The container users two volumes, /backups and /etc/borgs/etc/. If you want persistent data, you'll need both

• /etc/borgs/etc/users/$username - each is a pubkey for $username, ultimately its our list of active users
• /backups/$username - permission 0710 (user cant write in their own home directory or even see the files that exist there. Home directory is owned by root)
• /backups/$username/repo - loocation for actual backups (user writable/readable, should be the only location the user can actually see anything)

• Tidy-Up the create user script (really need to make sure ssh key cant be the cause of annoying errors)
• Small nodejs interface for managing environment/users (maybe)
• Create a delete user script perhaps
• clean off the un-required build utilities and generally slim down the docker image

• clean off the un-required build utilities and generally slim down the docker image - partially done, image is half the size of its original
• Create a multi-arch version (this looks needlessly complex) that builds with docker hub
• Test on arm32/64
• Move to alpine base

• 0.96 - added 2.0.0b14 test version (all archs)
• 0.96 - changed the build tooling slightly
• 0.94 - slim off the comainter, build against new alpine, added a small benchmark test (/benchmarktest.sh)
• 0.91 - fix ssh key regen (thanks to M1Sports20 on Github)
• 0.9 - Initial build
• alpine:0.9 - the alpine based build (so far seems to work ok)

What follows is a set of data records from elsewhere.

PR #7044, opened 2023-03-09
Bump various dependencies for CVEs

dereknola:
#### Proposed Changes ####
**NOTE**: Each dependency change has applied in separate commits to review easier. Will be squashed on merge.

Fix Trivy CVEs that come from the go.mod dependencies:
- Isolate the E2E terraform testing modules in a seperate `go.mod`. The terratest library was pulling in much newer indirect dependencies and causing conflicts with our K8s dependencies. 
- golang.org/x/net is used by flannel. Updated the "replace" version with the version used by `flannel v0.21.1`
- golang.org/x/sys is used by containerd. Updated the "replace" version with the version used by `containerd v1.5.16-k3s1`
- Update wrangler to latest version 

Before:
```
$ trivy fs . --ignore-unfixed
Total: 12 (UNKNOWN: 0, LOW: 1, MEDIUM: 5, HIGH: 5, CRITICAL: 1)
```

After:
No CVEs

#### Types of Changes ####
Dependency updates

#### Verification ####
`make` passes

#### Testing ####
N/A

#### User-Facing Change ####

```release-note

```


go.mod
```diff
@@ -15,7 +15,6 @@ replace (
 	github.com/docker/libnetwork => github.com/docker/libnetwork v0.8.0-dev.2.0.20190624125649-f0e46a78ea34
 	github.com/golang/protobuf => github.com/golang/protobuf v1.5.2
 	github.com/google/cadvisor => github.com/k3s-io/cadvisor v0.46.0-k3s1
-	github.com/googleapis/gax-go/v2 => github.com/googleapis/gax-go/v2 v2.0.5
```
brandond, line 18: what does dropping this replacement have to do with bumping terratest? Something in these two changes seems to have made the linter angry.

brandond: It looks like dropping this replacement took gax-go up to v2.7.0 which isn't right. Upstream is still on v2.1.1, ref:
https://github.com/kubernetes/kubernetes/blob/release-1.26/go.mod#L178

We should just update the pin to v2.1.1

brandond: This is what I was referring to on slack, with regards to updating our pinned versions to track with upstream.

dereknola: When I attempted to bump terratest, I wanted a newer version of gax-go than we were giving it. I thought that it was the only thing pulling from it, but its not, its just the "first" in the list that go mod will tell me about. Reinstating the replacement works.

brandond: It looks like we need to pin `google.golang.org/api v0.60.0` - ref: https://github.com/kubernetes/kubernetes/blob/release-1.26/go.mod#L88

dereknola:
I'm going to wait on https://github.com/k3s-io/k3s/pull/7039, which pulls in the latest version of flannel, which allows us to pin `/x/net` to 0.7.0, fixing the last CVE.

brandond:
Can you also bump containerd to v1.5.18-k3s1 / v1.6.19-k3s1? in go.mod and version.sh? That would address https://github.com/k3s-io/k3s/issues/7048

briandowns (approved):

PR #7105, opened 2023-03-17
Update to v1.24.12-k3s1

brooksn:


brandond (changes requested):
Don't forget to bump the golang versions as well:
> `
Unexpected go version go1.19.6 linux/amd64 - Kubernetes v1.24.12 should be built with go version go1.19.7`

brandond (approved):

dereknola (approved):

briandowns (approved):

PR #1175, opened 2017-07-05
PriorityList unit tests.

benwulfe:


apis/Google.Cloud.Spanner.Data/Google.Cloud.Spanner.Data.UnitTests/PriorityListTests.cs
```diff
@@ -0,0 +1,235 @@
+﻿using System;
```
evildour: Add copyright notice

apis/Google.Cloud.Spanner.Data/Google.Cloud.Spanner.Data.UnitTests/PriorityListTests.cs
```diff
@@ -0,0 +1,235 @@
...
+using Xunit;
+
+namespace Google.Cloud.Spanner.Data.Tests
+{
+    public class PriorityListTests
+    {
+        [Fact]
+        public void CanAddMultipleOfSamePriority()
+        {
+            PriorityList<TestItem> priorityList = new PriorityList<TestItem>();
```
evildour: Nit: I'd use `var` here (and below) where you're declaring and creating the same type.

apis/Google.Cloud.Spanner.Data/Google.Cloud.Spanner.Data.UnitTests/PriorityListTests.cs
```diff
@@ -0,0 +1,235 @@
...
+            AssertExist(priorityList, item1, item2);
+        }
+
+        [Fact]
+        public void DeleteRemovesCorrectItem()
+        {
+            PriorityList<TestItem> priorityList = new PriorityList<TestItem>();
+            TestItem toRemove;
+            priorityList.Add(toRemove = new TestItem(5));
+            priorityList.Add(new TestItem(5));
```
evildour: I'd add another item with the same priority first, like this:
```csharp
priorityList.Add(new TestItem(5));
priorityList.Add(toRemove = new TestItem(5));
priorityList.Add(new TestItem(5));
```
That way you'll catch implementations in the future which erroneously pick the first or the last item with the specified priority.

apis/Google.Cloud.Spanner.Data/Google.Cloud.Spanner.Data.UnitTests/PriorityListTests.cs
```diff
@@ -0,0 +1,235 @@
...
+            Assert.Equal(2, priorityList.Count);
+        }
+
+        [Fact]
+        public void DeleteRemovesEventHook()
+        {
+            PriorityList<TestItem> priorityList = new PriorityList<TestItem>();
+            TestItem toRemove;
+            priorityList.Add(toRemove = new TestItem(5));
+            priorityList.Add(new TestItem(5));
```
evildour: Adding this item doesn't seem necessary, unless you want to also test below that the item remaining in the list still has `HasEventHooks` true after the remove.

apis/Google.Cloud.Spanner.Data/Google.Cloud.Spanner.Data.UnitTests/PriorityListTests.cs
```diff
@@ -0,0 +1,235 @@
...
+
+            priorityList.Add(new TestItem(3));
+            priorityList.Add(itemToRemove = new TestItem(11));
+            priorityList.Add(new TestItem(2));
+            priorityList.Add(new TestItem(0));
+            priorityList.Add(new TestItem(6));
+
+            priorityList.RemoveLast();
+            AssertSorted(priorityList);
+            AssertNotExist(priorityList, itemToRemove);
```
evildour: Maybe assert for the count here too, to ensure `RemoveLast` doesn't remove multiple items.

apis/Google.Cloud.Spanner.Data/Google.Cloud.Spanner.Data.UnitTests/PriorityListTests.cs
```diff
@@ -0,0 +1,235 @@
...
+            priorityList.Add(new TestItem(11));
+            priorityList.Add(changingItem = new TestItem(2));
+            priorityList.Add(new TestItem(0));
+            priorityList.Add(new TestItem(6));
+            AssertSorted(priorityList);
+            changingItem.Priority = 20;
+            AssertNotSorted(priorityList);
+            changingItem.FirePriorityChanged();
+            AssertSorted(priorityList);
+        }
```
evildour: Possible additional test: it may be helpful to do another version of this which changes the priority to something equal to one of the others. Then remove one of the conflicting items after the `FirePriorityChanged` to make sure the correct one is removed.

apis/Google.Cloud.Spanner.Data/Google.Cloud.Spanner.Data.UnitTests/PriorityListTests.cs
```diff
@@ -0,0 +1,235 @@
...
+            foreach (var testItem in testItems)
+            {
+                Assert.False(priorityList.TryFindLinear(x => ReferenceEquals(x, testItem), out _));
+            }
+        }
+
+        private void AssertSorted(PriorityList<TestItem> priorityList)
+        {
+            Assert.True(IsSorted(priorityList));
+        }
```
evildour: Nit: add newline

apis/Google.Cloud.Spanner.Data/Google.Cloud.Spanner.Data.UnitTests/PriorityListTests.cs
```diff
@@ -0,0 +1,235 @@
...
+        private void AssertNotSorted(PriorityList<TestItem> priorityList)
+        {
+            Assert.False(IsSorted(priorityList));
+        }
```
evildour: Nit: add newline

apis/Google.Cloud.Spanner.Data/Google.Cloud.Spanner.Data.UnitTests/PriorityListTests.cs
```diff
@@ -0,0 +1,235 @@
...
+
+        private void AssertNotExist(PriorityList<TestItem> priorityList, params TestItem[] testItems)
+        {
+            foreach (var testItem in testItems)
+            {
+                Assert.False(priorityList.TryFindLinear(x => ReferenceEquals(x, testItem), out _));
+            }
+        }
+
+        private void AssertSorted(PriorityList<TestItem> priorityList)
```
evildour: I would argue that this and `AssertNotSorted` are not really necessary. The tests would be clearer to just perform the checks directly inline. If you want to keep them though, consider expression-bodied members perhaps.

apis/Google.Cloud.Spanner.Data/Google.Cloud.Spanner.Data.UnitTests/PriorityListTests.cs
```diff
@@ -0,0 +1,235 @@
...
+            int lastPriority = 0;
+            foreach (var testItem in priorityList.GetSnapshot())
+            {
+                if (lastPriority > testItem.Priority)
+                {
+                    return false;
+                }
+                lastPriority = testItem.Priority;
+            }
+            return true;
```
evildour: Consider this alternative implementation:
```csharp
var snapshot = priorityList.GetSnapshot();
return snapshot.SequenceEquals(snapshot.OrderBy(item => item.Priority));
```

apis/Google.Cloud.Spanner.Data/Google.Cloud.Spanner.Data.UnitTests/PriorityListTests.cs
```diff
@@ -0,0 +1,235 @@
...
+                PriorityChanged?.Invoke(this, EventArgs.Empty);
+            }
+
+            /// <inheritdoc />
+            public int CompareTo(TestItem other)
+            {
+                return Comparer<int>.Default.Compare(Priority, other.Priority);
+            }
+
+            public bool HasEventHooks => PriorityChanged?.GetInvocationList().Any() ?? false;
```
evildour: I think `=> PriorityChanged != null;` should work.

apis/Google.Cloud.Spanner.Data/Google.Cloud.Spanner.Data.UnitTests/Google.Cloud.Spanner.Data.Tests.csproj
```diff
@@ -0,0 +1,28 @@
+﻿<Project Sdk="Microsoft.NET.Sdk">
+  <PropertyGroup>
+    <TargetFrameworks>netcoreapp1.0;net452</TargetFrameworks>
+    <IsPackable>false</IsPackable>
+    <AssemblyOriginatorKeyFile>../../GoogleApis.snk</AssemblyOriginatorKeyFile>
+    <SignAssembly>true</SignAssembly>
+    <PublicSign Condition=" '$(OS)' != 'Windows_NT' ">true</PublicSign>
+  </PropertyGroup>
+  <PropertyGroup Condition="'$(Configuration)|$(TargetFramework)|$(Platform)'=='Debug|netcoreapp1.0|AnyCPU'">
```
jskeet: As before, I think you should be able to just remove this PropertyGroup entirely.

apis/Google.Cloud.Spanner.Data/Google.Cloud.Spanner.Data.UnitTests/Google.Cloud.Spanner.Data.Tests.csproj
```diff
@@ -0,0 +1,28 @@
...
+  </PropertyGroup>
+  <ItemGroup>
+    <PackageReference Include="Microsoft.NET.Test.Sdk" Version="15.0.0" />
+    <PackageReference Include="Moq" Version="4.7.63" />
+    <PackageReference Include="xunit" Version="2.2.0" />
+    <PackageReference Include="xunit.runner.visualstudio" Version="2.2.0" />
+    <Reference Condition="'$(TargetFramework)' == 'net452'" Include="Microsoft.CSharp" />
+  </ItemGroup>
+
+  <ItemGroup>
```
jskeet: Have you run generateprojects.sh? I'd expect that to add a project reference for this already, so you don't need this ItemGroup. Ditto the one with the service.

apis/Google.Cloud.Spanner.Data/Google.Cloud.Spanner.Data.UnitTests/PriorityListTests.cs
```diff
@@ -0,0 +1,235 @@
...
+    {
+        [Fact]
+        public void CanAddMultipleOfSamePriority()
+        {
+            PriorityList<TestItem> priorityList = new PriorityList<TestItem>();
+            TestItem item1, item2;
+            priorityList.Add(item1 = new TestItem(5));
+            priorityList.Add(item2 = new TestItem(5));
+            Assert.Equal(2, priorityList.Count);
+            AssertExist(priorityList, item1, item2);
```
jskeet: Do we want to assert anything about the order here?

apis/Google.Cloud.Spanner.Data/Google.Cloud.Spanner.Data.UnitTests/PriorityListTests.cs
jskeet: Or an AssertInOrder(...) that basically checks that the order is exactly as specified.

apis/Google.Cloud.Spanner.Data/Google.Cloud.Spanner.Data.UnitTests/PriorityListTests.cs
jskeet: +1

apis/Google.Cloud.Spanner.Data/Google.Cloud.Spanner.Data/AssemblyInfo.cs
```diff
@@ -14,10 +14,30 @@
...
+
+[assembly: InternalsVisibleTo("Google.Cloud.Spanner.Data.Tests, PublicKey="
+                              + "0024000004800000940000000602000000240000525341310004000001000100afab79952ee222"
+                              + "15f12b4e09337e65509c943fbc22d7006bc371d581d0f0ebf0da5d8039aab2607fb68a138a5d80"
+                              + "a71bc02b7ebf586dbe1f2493c0ab20423ababfd15ce74d2264a6b37745f3658f016abaad662182"
+                              + "aaef634a60f1346fcc45343acab5b6781535a3134818e13fac895a6c106c0480e34bbb06cb123e"
+                              + "5583d8d2"
+)]
+
+[assembly: InternalsVisibleTo("Castle.Core, PublicKey=002400000480000094000000060200000024000052534131000400000"
```
jskeet: As mentioned in another PR, I hope we don't need this.

apis/Google.Cloud.Spanner.Data/Google.Cloud.Spanner.Data.UnitTests/Google.Cloud.Spanner.Data.Tests.csproj
benwulfe: this will update once we get the test project PR in master and all of these PRs merged/sync'd.

apis/Google.Cloud.Spanner.Data/Google.Cloud.Spanner.Data.UnitTests/PriorityListTests.cs
benwulfe: done/code cleaned up.

apis/Google.Cloud.Spanner.Data/Google.Cloud.Spanner.Data.UnitTests/PriorityListTests.cs
benwulfe: Not really.  if the priority is the same, then the relative position is not deterministic.

apis/Google.Cloud.Spanner.Data/Google.Cloud.Spanner.Data.UnitTests/PriorityListTests.cs
benwulfe: thats not a bad idea...

apis/Google.Cloud.Spanner.Data/Google.Cloud.Spanner.Data.UnitTests/PriorityListTests.cs
benwulfe: kind of a dupe of remove + prioritychangeresortslist, but cannot hurt for sure.

benwulfe: a possibly more interesting one is a removal of an item that has changed its priority, but has yet to fire its event.

apis/Google.Cloud.Spanner.Data/Google.Cloud.Spanner.Data.UnitTests/PriorityListTests.cs
benwulfe: I'm good with expression body.

apis/Google.Cloud.Spanner.Data/Google.Cloud.Spanner.Data.UnitTests/PriorityListTests.cs
benwulfe: that's definitely more compact in terms of code, but it also is doing an unnecessary sort, right?
also, I assume it would work in cases of the priority matching on two instances because the prioritylist happens to use IComparer -- but it'd be nice to have less dependent on that design choice.

apis/Google.Cloud.Spanner.Data/Google.Cloud.Spanner.Data/AssemblyInfo.cs
benwulfe: its been removed and was only needed in the pool tests for the spannerclientfactory, where I made my own mock class.

apis/Google.Cloud.Spanner.Data/Google.Cloud.Spanner.Data.UnitTests/PriorityListTests.cs
jskeet: I'd say it's clearer precisely *because* PriorityList uses the fact that IPriorityListItem is comparable. The "coincidence" is that TestItem implements `IComparable<TestItem>` by comparing Priority properties. So the check would be more general IMO.

(And yes, it does an unnecessary sort, but that's trivial amounts of extra work for these tests.)

I'm not massively bothered either way though - not a merge-blocker for me.

apis/Google.Cloud.Spanner.Data/Google.Cloud.Spanner.Data.UnitTests/PriorityListTests.cs
jskeet: Right - I wasn't sure whether that was the case, or whether we were asserting insert order preservation.

apis/Google.Cloud.Spanner.Data/Google.Cloud.Spanner.Data.UnitTests/PriorityListTests.cs
evildour: Actually, what I wrote also depends on comparing `Priority`. Change the lambda in my proposed lines to `item => item` to be more general. I too don't feel too strongly about it though.

apis/Google.Cloud.Spanner.Data/Google.Cloud.Spanner.Data.UnitTests/PriorityListTests.cs
```diff
@@ -8,10 +22,69 @@ namespace Google.Cloud.Spanner.Data.Tests
...
+        private class TestItem : IPriorityListItem<TestItem>
+        {
+            public int Priority { get; set; }
+
+            public bool HasEventHooks => PriorityChanged != null;
+
+            public TestItem(int priority) => Priority = priority;
+
+            /// <inheritdoc />
+            public int CompareTo(TestItem other) => Comparer<int>.Default.Compare(Priority, other.Priority);
```
evildour: I think `Priority.CompareTo(other.Priority)` should work here.

apis/Google.Cloud.Spanner.Data/Google.Cloud.Spanner.Data.UnitTests/PriorityListTests.cs
benwulfe: I've actually been toying with the idea of having IPriorityListItem not derive from IComparable, but instead of a member "PriorityKey" which can optionally "return this".
If the priorityitem was cloneable (or a primitive), it would allow the prioritylist to more efficiently track items, because it could clone the old prioritykey.
So I consider that the item implements icomparable somewhat of a turd and not something I'd want to design a lot of tests around.
I agree the perf angle is not that of a big issue for a test -- but neither is the 3 lines of code that it saves the test.  So, on the whole I think I'll keep the current test as is, but it was a good suggestion.

benwulfe: If the priority*key* member was cloneable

Base on the borg container by tgbye - https://github.com/tgbyte/docker-borg-backup

The files contained in this Git repository are licensed under the following license. This license explicitly does not cover the Borg Backup and Debian software packaged when running the Docker build. For these componensts, separate licenses apply that you can find at:

• https://borgbackup.readthedocs.io/en/stable/authors.html#license
• https://www.debian.org/legal/licenses/

Copyright 2018 TG Byte Software GmbH

Licensed under the Apache License, Version 2.0 (the "License"); you may not use this file except in compliance with the License. You may obtain a copy of the License at

http://www.apache.org/licenses/LICENSE-2.0

Unless required by applicable law or agreed to in writing, software distributed under the License is distributed on an "AS IS" BASIS, WITHOUT WARRANTIES OR CONDITIONS OF ANY KIND, either express or implied. See the License for the specific language governing permissions and limitations under the License.